Content starts

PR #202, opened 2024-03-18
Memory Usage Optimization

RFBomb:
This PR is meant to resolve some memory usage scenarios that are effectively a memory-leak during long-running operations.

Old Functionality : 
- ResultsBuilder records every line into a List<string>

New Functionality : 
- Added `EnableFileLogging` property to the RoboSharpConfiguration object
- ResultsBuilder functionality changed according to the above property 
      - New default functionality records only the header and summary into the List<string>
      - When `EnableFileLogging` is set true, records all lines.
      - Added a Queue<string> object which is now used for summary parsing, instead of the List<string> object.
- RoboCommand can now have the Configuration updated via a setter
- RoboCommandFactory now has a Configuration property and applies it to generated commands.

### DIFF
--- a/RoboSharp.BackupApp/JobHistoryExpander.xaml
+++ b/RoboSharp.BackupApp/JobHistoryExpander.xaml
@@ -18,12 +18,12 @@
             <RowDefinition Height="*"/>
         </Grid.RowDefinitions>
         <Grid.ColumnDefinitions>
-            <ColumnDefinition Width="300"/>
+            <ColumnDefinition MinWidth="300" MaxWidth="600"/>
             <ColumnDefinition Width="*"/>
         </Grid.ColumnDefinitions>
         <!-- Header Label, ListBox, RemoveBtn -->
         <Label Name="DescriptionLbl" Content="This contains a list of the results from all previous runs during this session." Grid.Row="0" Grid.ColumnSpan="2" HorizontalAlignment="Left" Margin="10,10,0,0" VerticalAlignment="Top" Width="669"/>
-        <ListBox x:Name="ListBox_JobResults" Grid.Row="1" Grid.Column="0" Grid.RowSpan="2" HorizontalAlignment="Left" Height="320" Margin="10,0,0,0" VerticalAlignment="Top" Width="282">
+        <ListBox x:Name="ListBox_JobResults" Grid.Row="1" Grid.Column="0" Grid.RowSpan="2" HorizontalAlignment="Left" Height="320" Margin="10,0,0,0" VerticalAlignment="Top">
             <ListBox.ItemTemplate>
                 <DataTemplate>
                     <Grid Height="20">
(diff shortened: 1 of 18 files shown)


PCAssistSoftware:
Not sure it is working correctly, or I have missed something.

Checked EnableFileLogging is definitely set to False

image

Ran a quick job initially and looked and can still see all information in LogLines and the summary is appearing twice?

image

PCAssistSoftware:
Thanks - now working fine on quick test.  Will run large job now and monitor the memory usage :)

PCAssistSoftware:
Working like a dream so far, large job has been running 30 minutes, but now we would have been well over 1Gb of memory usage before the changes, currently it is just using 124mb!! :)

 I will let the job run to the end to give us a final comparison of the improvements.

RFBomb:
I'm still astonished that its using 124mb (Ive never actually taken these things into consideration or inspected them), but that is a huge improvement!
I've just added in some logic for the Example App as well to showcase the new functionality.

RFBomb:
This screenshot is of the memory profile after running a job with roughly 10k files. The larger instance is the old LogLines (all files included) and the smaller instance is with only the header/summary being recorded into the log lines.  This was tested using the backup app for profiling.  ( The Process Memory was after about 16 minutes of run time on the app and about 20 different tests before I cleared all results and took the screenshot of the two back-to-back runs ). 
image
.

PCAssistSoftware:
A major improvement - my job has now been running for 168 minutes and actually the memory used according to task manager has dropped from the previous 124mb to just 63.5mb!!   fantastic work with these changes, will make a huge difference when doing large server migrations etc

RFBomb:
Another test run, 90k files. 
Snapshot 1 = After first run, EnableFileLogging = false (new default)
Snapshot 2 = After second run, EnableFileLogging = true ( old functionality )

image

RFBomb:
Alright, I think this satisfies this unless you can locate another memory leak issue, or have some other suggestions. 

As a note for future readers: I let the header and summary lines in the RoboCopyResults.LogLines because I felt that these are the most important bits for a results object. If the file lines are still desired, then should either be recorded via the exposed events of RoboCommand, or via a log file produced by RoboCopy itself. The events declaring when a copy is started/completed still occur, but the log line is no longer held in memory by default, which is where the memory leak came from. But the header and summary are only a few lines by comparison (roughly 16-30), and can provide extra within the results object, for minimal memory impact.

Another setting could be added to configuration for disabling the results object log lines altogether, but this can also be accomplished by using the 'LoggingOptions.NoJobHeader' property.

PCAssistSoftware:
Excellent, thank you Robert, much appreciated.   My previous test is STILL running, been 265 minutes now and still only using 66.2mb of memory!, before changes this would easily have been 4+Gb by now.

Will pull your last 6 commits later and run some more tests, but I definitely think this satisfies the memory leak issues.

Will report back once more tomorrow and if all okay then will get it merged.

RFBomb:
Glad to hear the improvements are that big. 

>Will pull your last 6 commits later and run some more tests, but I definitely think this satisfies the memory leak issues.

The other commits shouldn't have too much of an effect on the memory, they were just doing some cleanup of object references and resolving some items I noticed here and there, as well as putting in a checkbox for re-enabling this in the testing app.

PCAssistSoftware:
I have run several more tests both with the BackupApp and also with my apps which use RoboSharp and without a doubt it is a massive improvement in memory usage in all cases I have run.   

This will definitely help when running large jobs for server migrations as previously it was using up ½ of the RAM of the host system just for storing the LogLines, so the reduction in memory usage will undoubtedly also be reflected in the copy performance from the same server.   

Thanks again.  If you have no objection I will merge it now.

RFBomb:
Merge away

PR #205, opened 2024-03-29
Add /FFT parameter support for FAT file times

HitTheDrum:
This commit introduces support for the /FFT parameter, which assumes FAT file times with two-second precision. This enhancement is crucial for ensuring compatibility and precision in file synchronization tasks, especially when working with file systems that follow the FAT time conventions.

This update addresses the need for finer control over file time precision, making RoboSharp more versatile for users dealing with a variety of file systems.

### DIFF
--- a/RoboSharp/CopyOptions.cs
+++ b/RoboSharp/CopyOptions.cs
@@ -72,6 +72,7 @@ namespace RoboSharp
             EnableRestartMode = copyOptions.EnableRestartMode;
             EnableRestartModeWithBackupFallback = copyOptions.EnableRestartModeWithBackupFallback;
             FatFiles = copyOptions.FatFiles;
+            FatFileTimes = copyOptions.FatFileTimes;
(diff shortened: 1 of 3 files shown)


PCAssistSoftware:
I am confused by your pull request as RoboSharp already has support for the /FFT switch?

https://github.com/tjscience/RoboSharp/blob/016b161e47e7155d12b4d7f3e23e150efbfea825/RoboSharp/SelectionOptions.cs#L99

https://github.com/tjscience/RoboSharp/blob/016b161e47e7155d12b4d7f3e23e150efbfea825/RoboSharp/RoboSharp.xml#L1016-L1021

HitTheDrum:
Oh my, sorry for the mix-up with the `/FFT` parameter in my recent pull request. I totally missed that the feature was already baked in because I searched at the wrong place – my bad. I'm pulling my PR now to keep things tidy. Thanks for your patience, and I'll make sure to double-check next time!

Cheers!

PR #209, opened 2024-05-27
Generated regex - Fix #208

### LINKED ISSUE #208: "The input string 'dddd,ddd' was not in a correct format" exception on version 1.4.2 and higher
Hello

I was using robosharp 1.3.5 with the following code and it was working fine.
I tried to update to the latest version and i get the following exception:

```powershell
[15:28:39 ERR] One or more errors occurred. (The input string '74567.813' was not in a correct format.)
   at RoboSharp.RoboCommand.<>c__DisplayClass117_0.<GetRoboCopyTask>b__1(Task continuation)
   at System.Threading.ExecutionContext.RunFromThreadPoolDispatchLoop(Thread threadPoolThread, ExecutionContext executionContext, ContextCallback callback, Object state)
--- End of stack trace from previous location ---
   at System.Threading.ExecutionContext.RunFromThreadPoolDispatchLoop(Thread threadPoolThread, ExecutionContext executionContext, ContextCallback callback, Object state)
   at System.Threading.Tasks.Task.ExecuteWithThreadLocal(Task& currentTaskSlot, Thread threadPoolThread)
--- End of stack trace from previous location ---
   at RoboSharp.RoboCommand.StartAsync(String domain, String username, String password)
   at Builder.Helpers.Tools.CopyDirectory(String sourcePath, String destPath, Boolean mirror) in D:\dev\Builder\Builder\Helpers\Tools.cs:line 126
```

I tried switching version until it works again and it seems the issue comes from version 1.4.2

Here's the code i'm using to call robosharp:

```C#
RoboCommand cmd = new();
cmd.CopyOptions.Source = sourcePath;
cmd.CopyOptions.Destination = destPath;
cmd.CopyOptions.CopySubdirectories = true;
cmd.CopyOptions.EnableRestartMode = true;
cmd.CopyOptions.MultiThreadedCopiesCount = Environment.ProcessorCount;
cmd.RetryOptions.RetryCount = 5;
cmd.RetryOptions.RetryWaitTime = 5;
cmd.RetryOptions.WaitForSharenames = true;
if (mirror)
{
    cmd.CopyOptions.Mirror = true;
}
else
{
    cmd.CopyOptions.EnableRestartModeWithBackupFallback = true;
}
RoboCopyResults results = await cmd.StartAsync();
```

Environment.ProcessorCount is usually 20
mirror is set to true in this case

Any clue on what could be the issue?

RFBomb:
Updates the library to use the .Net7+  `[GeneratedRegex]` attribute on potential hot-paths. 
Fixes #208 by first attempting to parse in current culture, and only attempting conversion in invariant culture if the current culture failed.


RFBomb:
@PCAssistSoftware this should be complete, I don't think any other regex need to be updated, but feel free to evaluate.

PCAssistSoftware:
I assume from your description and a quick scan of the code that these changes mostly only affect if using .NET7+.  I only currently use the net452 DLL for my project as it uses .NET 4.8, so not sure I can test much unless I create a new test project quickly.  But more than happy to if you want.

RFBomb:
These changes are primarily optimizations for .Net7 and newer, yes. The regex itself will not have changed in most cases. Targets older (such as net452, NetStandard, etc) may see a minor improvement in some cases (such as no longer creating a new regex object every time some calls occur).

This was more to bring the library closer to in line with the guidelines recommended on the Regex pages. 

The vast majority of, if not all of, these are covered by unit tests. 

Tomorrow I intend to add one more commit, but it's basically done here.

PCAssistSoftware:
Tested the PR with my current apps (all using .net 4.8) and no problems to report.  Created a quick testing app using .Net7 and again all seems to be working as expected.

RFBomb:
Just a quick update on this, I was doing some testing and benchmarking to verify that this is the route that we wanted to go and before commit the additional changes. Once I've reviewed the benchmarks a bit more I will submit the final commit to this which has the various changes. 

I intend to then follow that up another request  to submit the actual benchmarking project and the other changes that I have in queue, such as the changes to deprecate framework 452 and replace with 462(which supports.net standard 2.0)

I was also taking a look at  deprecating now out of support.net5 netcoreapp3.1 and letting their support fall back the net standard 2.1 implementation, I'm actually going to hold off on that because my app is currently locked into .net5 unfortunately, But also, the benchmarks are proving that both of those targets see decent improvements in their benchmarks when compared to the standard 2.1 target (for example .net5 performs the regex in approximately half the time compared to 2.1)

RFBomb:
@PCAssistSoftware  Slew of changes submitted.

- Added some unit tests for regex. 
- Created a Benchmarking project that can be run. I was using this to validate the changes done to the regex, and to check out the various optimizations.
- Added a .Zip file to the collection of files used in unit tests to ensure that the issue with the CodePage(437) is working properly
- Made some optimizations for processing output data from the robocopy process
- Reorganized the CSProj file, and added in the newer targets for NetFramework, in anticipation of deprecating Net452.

Content ends

→ **What is needed**:
Nothing past the line containing "contains a list" should be restated; transcribe the material exactly from its first line through that line.

→ **Output of the exercise**:
PR #202, opened 2024-03-18
Memory Usage Optimization

RFBomb:
This PR is meant to resolve some memory usage scenarios that are effectively a memory-leak during long-running operations.

Old Functionality : 
- ResultsBuilder records every line into a List<string>

New Functionality : 
- Added `EnableFileLogging` property to the RoboSharpConfiguration object
- ResultsBuilder functionality changed according to the above property 
      - New default functionality records only the header and summary into the List<string>
      - When `EnableFileLogging` is set true, records all lines.
      - Added a Queue<string> object which is now used for summary parsing, instead of the List<string> object.
- RoboCommand can now have the Configuration updated via a setter
- RoboCommandFactory now has a Configuration property and applies it to generated commands.

### DIFF
--- a/RoboSharp.BackupApp/JobHistoryExpander.xaml
+++ b/RoboSharp.BackupApp/JobHistoryExpander.xaml
@@ -18,12 +18,12 @@
             <RowDefinition Height="*"/>
         </Grid.RowDefinitions>
         <Grid.ColumnDefinitions>
-            <ColumnDefinition Width="300"/>
+            <ColumnDefinition MinWidth="300" MaxWidth="600"/>
             <ColumnDefinition Width="*"/>
         </Grid.ColumnDefinitions>
         <!-- Header Label, ListBox, RemoveBtn -->
         <Label Name="DescriptionLbl" Content="This contains a list of the results from all previous runs during this session." Grid.Row="0" Grid.ColumnSpan="2" HorizontalAlignment="Left" Margin="10,10,0,0" VerticalAlignment="Top" Width="669"/>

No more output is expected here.